Nagging at me, though, is an inkling that there is more to my motivation to respond than the overlap between HIV and Ebola. Can it be that now that HIV medicine has become largely a routine of well visits among people living with undetectable levels of the virus in their blood, when we track LDL cholesterol more closely than CD4 cell counts, that I and other HIV providers are seeking the excitement and novelty we once had? Are we increasingly becoming susceptible to the lure of the next big thing, be that HCV or, for some of us, Ebola?  Our victory against HIV has been accompanied by the loss of intensity that drove many of us to the fight against AIDS. And, so, no wonder that our gaze falls elsewhere.
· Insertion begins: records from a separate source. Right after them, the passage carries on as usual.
PR #3402, opened 2022-08-19
LOLBIN Updates

nasbench:
I added and updated a bunch of LOLBINs and updated some minor indentation for some rules

### DIFF
--- a/rules/windows/process_creation/proc_creation_win_lolbin_customshellhost.yml
+++ b/rules/windows/process_creation/proc_creation_win_lolbin_customshellhost.yml
@@ -17,7 +17,10 @@ detection:
         - Image|endswith: '\CustomShellHost.exe'
         - OriginalFileName: 'CustomShellHost.exe'
     filter:
-        Image: 'C:\Windows\explorer.exe'
+        - Image: 
+            - 'C:\Windows\explorer.exe'
+            - 'C:\Windows\System32\explorer.exe'
+        - CurrentDirectory|startswith: C:\Windows\System32\
     condition: selection and not filter
 falsepositives:
     - Unknown
--- a/rules/windows/process_creation/proc_creation_win_lolbin_customshellhost.yml
+++ b/rules/windows/process_creation/proc_creation_win_lolbin_customshellhost.yml
@@ -14,13 +14,9 @@ logsource:
     product: windows
 detection:
     selection:
-        - Image|endswith: '\CustomShellHost.exe'
-        - OriginalFileName: 'CustomShellHost.exe'
+        ParentImage|endswith: '\CustomShellHost.exe'
     filter:
-        - Image: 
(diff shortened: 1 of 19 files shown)


frack113:
For [proc_creation_win_lolbin_customshellhost.yml](https://github.com/SigmaHQ/sigma/pull/3402/files#diff-1985a00850966eb0591db442996234c77cf86216464399c67272a506b4d243ea)
I get 2 events that can be detect by
```
Image C:\Windows\System32\CustomShellHost.exe 
and NOT CurrentDirectory: C:\Windows\System32\
```
OR
```
ParentImage C:\Windows\System32\CustomShellHost.exe 
and NOT Image C:\Windows\System32\explorer.exe
```

rules/windows/process_creation/proc_creation_win_lolbin_customshellhost.yml
```diff
@@ -0,0 +1,24 @@
...
+    - attack.t1216
+logsource:
+    category: process_creation
+    product: windows
+detection:
+    selection:
+        - Image|endswith: '\CustomShellHost.exe'
+        - OriginalFileName: 'CustomShellHost.exe'
+    filter:
+        Image: 'C:\Windows\explorer.exe'
```
Neo23x0: @frack113 : like this ?

rules/windows/process_creation/proc_creation_win_lolbin_customshellhost.yml
```diff
@@ -0,0 +1,27 @@
...
+    product: windows
+detection:
+    selection:
+        - Image|endswith: '\CustomShellHost.exe'
+        - OriginalFileName: 'CustomShellHost.exe'
+    filter:
+        - Image: 
+            - 'C:\Windows\explorer.exe'
+            - 'C:\Windows\System32\explorer.exe'
+        - CurrentDirectory|startswith: C:\Windows\System32\
```
Neo23x0, line 23: @frack113 : like this?

frack113: Image can not be CustomShellHost.exe  and explorer.exe in the same time
it's two different events.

I have to believe that I am driven toward Ebola by more than some sort of professional mid-life crisis; that my deciding to be involved reflects a commitment to help make things better for those infected and affected by this horror. Yet, I am also aware that why we do what we do is complicated.

I am not giving up my day job and will continue to be an HIV doctor until there is no HIV. Yet, I have to break the news to HIV that I have started seeing another virus. It is scary and wild and thrilling and it is also something I feel I have to do– just like back then, when young men started getting sick and I, along with many others, felt we had to come calling.